PR #207, opened 2017-02-21
ENH: add version reporting to the converters output

fedorov:
With the current setup, especially with the use of Docker images, it is not easy
to determine the version of the software being used. This commit adds console
output of the git hash and tag (when available) as the first line in the command
line output of the converters.

### DIFF
--- a/CMake/FindGit.cmake
+++ b/CMake/FindGit.cmake
@@ -99,6 +99,15 @@ if(GIT_EXECUTABLE)
           OUTPUT_STRIP_TRAILING_WHITESPACE)
     endif(NOT ${GIT_error} EQUAL 0)
 
+    execute_process(COMMAND ${GIT_EXECUTABLE} describe --tag
+       WORKING_DIRECTORY ${dir}
+       OUTPUT_VARIABLE ${prefix}_WC_TAG
+       OUTPUT_STRIP_TRAILING_WHITESPACE)
+
+    if(NOT ${GIT_error} EQUAL 0)
+      set(${prefix}_WC_TAG "not available")
+    endif(NOT ${GIT_error} EQUAL 0)
+
     execute_process(COMMAND ${GIT_EXECUTABLE} config --get remote.origin.url
        WORKING_DIRECTORY ${dir}
        OUTPUT_VARIABLE ${prefix}_WC_URL
--- a/CMake/dcmqiVersionConfigure.h.in
+++ b/CMake/dcmqiVersionConfigure.h.in
@@ -15,5 +15,8 @@
 
 #define dcmqi_WC_REVISION "@dcmqi_WC_REVISION@"
 #define dcmqi_WC_URL "@dcmqi_WC_URL@"
+#define dcmqi_WC_TAG "@dcmqi_WC_TAG@"
+
+#define dcmqi_INFO "dcmqi revision hash: @dcmqi_WC_REVISION@ tag: @dcmqi_WC_TAG@"
 
 #endif // __dcmqiVersionConfigure_h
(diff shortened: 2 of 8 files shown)


jcfr:
> This commit adds console output of the git hash and tag

Adding version info to the converter makes sense :+1: 


> especially with the use of Docker images, it is not easy
to determine the version of the software being used.

That said,  following https://github.com/QIICR/dcmqi/commit/3d01c021dcce4c770f901f0b8f4ee3652a8ecb69 build metadata are included in the docker image.

This means that they can be retrieved from the image doing the following:

```bash
$ docker inspect --format "{{ index .Config.Labels }}" qiicr/dcmqi:v1.0.1
map[license:GPLv2 org.label-schema.build-date:2017-02-20T20:52:28Z org.label-schema.vcs-url:git@github.com:QIICR/dcmqi.git build-date:2016-03-31 name:CentOS Base Image org.label-schema.name:qiicr/dcmqi org.label-schema.schema-version:1.0 org.label-schema.vcs-ref:7f40682 vendor:CentOS]
```

```bash
$ docker inspect --format "{{ index .Config.Labels \"org.label-schema.vcs-url\" }}" qiicr/dcmqi:v1.0.1
git@github.com:QIICR/dcmqi.git

$docker inspect --format "{{ index .Config.Labels \"org.label-schema.vcs-ref\" }}" qiicr/dcmqi:v1.0.1
7f40682
```

fedorov:
> Adding version info to the converter makes sense

It would be quite helpful if something like this was supported automatically by SlicerExecutionModel! ;-)

> build metadata are included in the docker image

Sorry, I didn't do a thorough enough search to figure out how to get that metadata. I find it extremely confusing that it is not exposed in the Docker Hub interface! This is indeed very helpful, and complementary to what I added in this commit, thank you for adding this note. Having the version printed out on invocation of the converter is much easier for the user to send back to the developers. 

> `license:GPLv2`

Do you know where this is coming from and how to fix it? This bothers me quite a lot, since this can automatically turn off commercial users.

fedorov:
@jcfr is the image labeled with GPLv2 because its base image is CentOS, which is under that license?

I thought so after looking at the info here: https://microbadger.com/images/qiicr/dcmqi

> LABEL name=CentOS Base Image vendor=CentOS license=GPLv2 build-date=2016-03-31

jcfr:
> Sorry, I didn't do a thorough enough search to figure out how to get that metadata. I find it extremely confusing that it is not exposed in the Docker Hub interface!

But it is exposed from the microbadger link of the README: https://microbadger.com/images/qiicr/dcmqi

> the version printed out on invocation of the converter is much easier for the user to send back to the developers.

:+1:  

Just thought it would be relevant to mention the docker metadata

> Do you know where this is coming from and how to fix it? 

This is the license associated with centos, or more generally any linux distribution.

Some reference I could find ... 

https://developers.redhat.com/blog/2016/02/24/10-things-to-avoid-in-docker-containers/#comment-1682
https://www.gnu.org/licenses/old-licenses/gpl-2.0-faq.en.html#MereAggregation

fedorov:
> https://developers.redhat.com/blog/2016/02/24/10-things-to-avoid-in-docker-containers/#comment-1682

Reading the reference above, to me it means that one cannot distribute tools compiled from BSD licensed source code in a docker image that has a layer covered by GPL, is this your interpretation as well?

@pieper did you think about this, any comments?

jcfr:
Other comment on this topic:  http://opensource.stackexchange.com/a/4689

Look like this is not an issue. That said checking with layer may be best ...

pieper:
The licensing question is interesting.  The typical linux kernel exemption
and the side-by-side distribution criteria do make the GPL seem
non-applicable to the docker image that is used like a shell or desktop.
But when you bundle a proprietary CLI inside of an image that relies on GPL
libraries to run, then I could see this being closer to the exact situation
the GPL tries to prevent.

In our case I suspect we could work around it because I believe it is
possible to allow the code to be dual-licensed under BSD (or Slicer
license) and GPL letting the user decide which terms they want to follow.
That would be ugly, but possible as a fallback.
*****
Task directions: Copy out every line of the data that includes "images".

Result below:
With the current setup, especially with the use of Docker images, it is not easy
> especially with the use of Docker images, it is not easy
I thought so after looking at the info here: https://microbadger.com/images/qiicr/dcmqi
But it is exposed from the microbadger link of the README: https://microbadger.com/images/qiicr/dcmqi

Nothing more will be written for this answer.